======== Exercise data ========

PR #942, opened 2020-10-26
Expose POST/PATCH/PUT/DELETE actions on Cloud Tenants

skateman:
There was a read-only access to cloud tenants, but the UI requires the ability add/edit/delete them.

### DIFF
--- a/spec/requests/cloud_tenants_spec.rb
+++ b/spec/requests/cloud_tenants_spec.rb
@@ -47,6 +47,58 @@ RSpec.describe 'CloudTenants API' do
     end
   end
 
+  describe 'POST /api/cloud_tenants' do
+    it 'creates a cloud tenant' do
+      ems = FactoryBot.create(:ems_openstack)
+      api_basic_authorize collection_action_identifier(:cloud_tenants, :create, :post)
+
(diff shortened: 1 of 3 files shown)


spec/requests/cloud_tenants_spec.rb
```diff
@@ -47,6 +47,59 @@
     end
   end
 
+  describe 'POST /api/cloud_tenants' do
+    it 'creates a cloud tenant' do
+      ems = FactoryBot.create(:ems_openstack)
+      cloud_tenant = FactoryBot.create(:cloud_tenant, :ext_management_system => ems)
```
gtanzillo, line 53: It doesn't seem like you need to create a cloud_tenant here

gtanzillo (commented):
Looks good, just one minor comment

agrare:
@skateman should we have e.g.: `supports?(:create_cloud_tenant)` checks here?  Also are provider operations usually exposed via `PATCH/DELETE` ?  I would expect for example `DELETE /vm/1` to delete it from VMDB not from the provider.

skateman:
@agrare I don't understand :confused:

agrare:
When I think of `PATCH` or `DELETE` I think of modifying the API resource not the underlying provider resource.  Modifying the provider resource is more of an operation that I would have expected a `POST` to do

========

Task objective –
Copy out all lines of the listing above that include "gtanzillo".

Response area –
gtanzillo, line 53: It doesn't seem like you need to create a cloud_tenant here
gtanzillo (commented):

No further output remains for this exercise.